(WHAT YOU NEED TO DO):
Would you go through the records below and copy each line with the string "proof"?

(PROVIDED ENTRIES):
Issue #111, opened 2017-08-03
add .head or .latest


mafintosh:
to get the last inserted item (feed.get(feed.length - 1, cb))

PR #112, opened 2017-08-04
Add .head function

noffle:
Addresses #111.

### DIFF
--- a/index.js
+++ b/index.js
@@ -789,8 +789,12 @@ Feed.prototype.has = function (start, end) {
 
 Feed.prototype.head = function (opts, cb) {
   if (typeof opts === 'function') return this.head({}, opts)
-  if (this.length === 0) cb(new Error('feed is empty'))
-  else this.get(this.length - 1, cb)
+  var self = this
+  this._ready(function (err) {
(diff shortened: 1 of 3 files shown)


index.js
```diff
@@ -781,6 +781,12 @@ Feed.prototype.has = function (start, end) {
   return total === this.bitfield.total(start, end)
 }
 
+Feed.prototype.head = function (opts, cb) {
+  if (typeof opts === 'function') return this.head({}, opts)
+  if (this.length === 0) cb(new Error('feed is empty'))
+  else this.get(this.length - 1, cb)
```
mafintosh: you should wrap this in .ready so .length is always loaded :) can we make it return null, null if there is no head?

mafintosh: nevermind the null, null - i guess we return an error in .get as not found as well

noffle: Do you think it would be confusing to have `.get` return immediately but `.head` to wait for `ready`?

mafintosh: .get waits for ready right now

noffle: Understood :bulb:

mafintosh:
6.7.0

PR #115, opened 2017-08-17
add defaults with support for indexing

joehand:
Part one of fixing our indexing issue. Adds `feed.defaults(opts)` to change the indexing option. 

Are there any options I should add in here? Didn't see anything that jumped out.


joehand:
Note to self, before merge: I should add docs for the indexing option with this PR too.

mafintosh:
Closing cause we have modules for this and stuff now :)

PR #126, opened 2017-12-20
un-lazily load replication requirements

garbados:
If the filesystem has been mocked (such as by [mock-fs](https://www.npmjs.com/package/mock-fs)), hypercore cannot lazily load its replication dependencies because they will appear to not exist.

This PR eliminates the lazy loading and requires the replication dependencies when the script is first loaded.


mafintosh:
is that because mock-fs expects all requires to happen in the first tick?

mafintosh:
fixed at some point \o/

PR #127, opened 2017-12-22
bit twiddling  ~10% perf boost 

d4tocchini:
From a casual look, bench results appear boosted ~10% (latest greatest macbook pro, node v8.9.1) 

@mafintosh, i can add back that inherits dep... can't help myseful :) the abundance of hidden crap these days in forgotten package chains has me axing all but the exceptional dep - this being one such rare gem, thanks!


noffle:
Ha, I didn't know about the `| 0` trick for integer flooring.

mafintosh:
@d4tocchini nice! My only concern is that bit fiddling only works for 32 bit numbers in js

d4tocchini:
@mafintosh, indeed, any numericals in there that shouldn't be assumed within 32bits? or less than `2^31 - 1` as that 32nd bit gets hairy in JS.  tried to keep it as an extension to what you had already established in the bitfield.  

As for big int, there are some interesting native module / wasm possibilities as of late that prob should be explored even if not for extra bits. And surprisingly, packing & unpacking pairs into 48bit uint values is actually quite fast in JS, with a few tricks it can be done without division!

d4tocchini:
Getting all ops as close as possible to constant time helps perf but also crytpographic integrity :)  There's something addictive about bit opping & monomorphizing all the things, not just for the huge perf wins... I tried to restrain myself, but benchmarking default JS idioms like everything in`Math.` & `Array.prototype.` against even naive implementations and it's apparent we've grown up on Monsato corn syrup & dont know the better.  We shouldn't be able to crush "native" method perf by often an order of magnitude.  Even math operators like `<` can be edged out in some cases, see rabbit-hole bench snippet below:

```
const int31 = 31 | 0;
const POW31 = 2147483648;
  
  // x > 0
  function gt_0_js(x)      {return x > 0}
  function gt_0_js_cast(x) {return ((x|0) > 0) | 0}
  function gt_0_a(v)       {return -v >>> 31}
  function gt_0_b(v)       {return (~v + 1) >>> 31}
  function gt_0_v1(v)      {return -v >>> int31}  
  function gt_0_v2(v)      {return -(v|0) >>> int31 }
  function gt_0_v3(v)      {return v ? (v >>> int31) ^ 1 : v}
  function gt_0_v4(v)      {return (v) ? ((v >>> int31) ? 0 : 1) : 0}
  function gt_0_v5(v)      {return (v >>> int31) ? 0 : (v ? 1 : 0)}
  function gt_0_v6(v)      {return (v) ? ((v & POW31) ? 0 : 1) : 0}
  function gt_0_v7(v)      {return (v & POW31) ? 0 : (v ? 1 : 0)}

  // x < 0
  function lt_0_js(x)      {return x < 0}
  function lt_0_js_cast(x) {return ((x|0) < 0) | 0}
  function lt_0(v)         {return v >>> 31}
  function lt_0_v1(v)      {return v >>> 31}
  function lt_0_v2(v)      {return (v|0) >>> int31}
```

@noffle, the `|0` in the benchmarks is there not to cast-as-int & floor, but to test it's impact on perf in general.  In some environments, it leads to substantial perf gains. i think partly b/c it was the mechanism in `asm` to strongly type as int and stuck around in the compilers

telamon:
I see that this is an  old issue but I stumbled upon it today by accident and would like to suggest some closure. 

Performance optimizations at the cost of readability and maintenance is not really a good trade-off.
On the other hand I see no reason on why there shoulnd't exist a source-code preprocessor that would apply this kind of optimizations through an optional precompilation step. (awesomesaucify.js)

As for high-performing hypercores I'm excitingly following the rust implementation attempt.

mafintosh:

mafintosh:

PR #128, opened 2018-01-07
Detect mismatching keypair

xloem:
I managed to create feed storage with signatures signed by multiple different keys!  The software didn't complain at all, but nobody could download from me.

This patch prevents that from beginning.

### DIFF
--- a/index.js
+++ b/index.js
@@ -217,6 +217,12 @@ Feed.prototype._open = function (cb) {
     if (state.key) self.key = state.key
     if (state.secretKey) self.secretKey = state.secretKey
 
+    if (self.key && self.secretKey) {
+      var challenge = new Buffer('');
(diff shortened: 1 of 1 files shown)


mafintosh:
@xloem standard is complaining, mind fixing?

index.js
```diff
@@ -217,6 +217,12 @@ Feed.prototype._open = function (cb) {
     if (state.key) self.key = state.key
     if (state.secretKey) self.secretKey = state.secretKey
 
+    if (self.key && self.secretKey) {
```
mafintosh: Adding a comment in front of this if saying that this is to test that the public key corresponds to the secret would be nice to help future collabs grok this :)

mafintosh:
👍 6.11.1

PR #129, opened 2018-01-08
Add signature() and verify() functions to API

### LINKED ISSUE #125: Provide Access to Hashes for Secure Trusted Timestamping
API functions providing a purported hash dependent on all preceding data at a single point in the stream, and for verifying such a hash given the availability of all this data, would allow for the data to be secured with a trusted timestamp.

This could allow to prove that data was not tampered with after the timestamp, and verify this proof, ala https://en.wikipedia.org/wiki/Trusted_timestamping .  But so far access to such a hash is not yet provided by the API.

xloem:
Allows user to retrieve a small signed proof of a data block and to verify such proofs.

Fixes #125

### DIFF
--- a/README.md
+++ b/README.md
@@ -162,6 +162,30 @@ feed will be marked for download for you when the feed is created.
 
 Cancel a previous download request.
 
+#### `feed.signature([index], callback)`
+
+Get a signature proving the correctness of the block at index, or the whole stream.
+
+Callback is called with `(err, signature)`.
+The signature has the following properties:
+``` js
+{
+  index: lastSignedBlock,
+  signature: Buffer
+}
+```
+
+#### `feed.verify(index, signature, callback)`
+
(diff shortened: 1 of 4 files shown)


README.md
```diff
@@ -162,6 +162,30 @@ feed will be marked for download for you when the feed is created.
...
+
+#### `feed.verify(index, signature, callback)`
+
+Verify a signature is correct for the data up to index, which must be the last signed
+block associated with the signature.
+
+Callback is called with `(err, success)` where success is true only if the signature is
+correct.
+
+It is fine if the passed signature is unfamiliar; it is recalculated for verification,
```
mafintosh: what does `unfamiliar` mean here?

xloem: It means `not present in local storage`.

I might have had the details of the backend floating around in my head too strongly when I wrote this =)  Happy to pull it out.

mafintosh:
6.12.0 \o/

(ANSWER BOX):
This could allow to prove that data was not tampered with after the timestamp, and verify this proof, ala https://en.wikipedia.org/wiki/Trusted_timestamping .  But so far access to such a hash is not yet provided by the API.
Allows user to retrieve a small signed proof of a data block and to verify such proofs.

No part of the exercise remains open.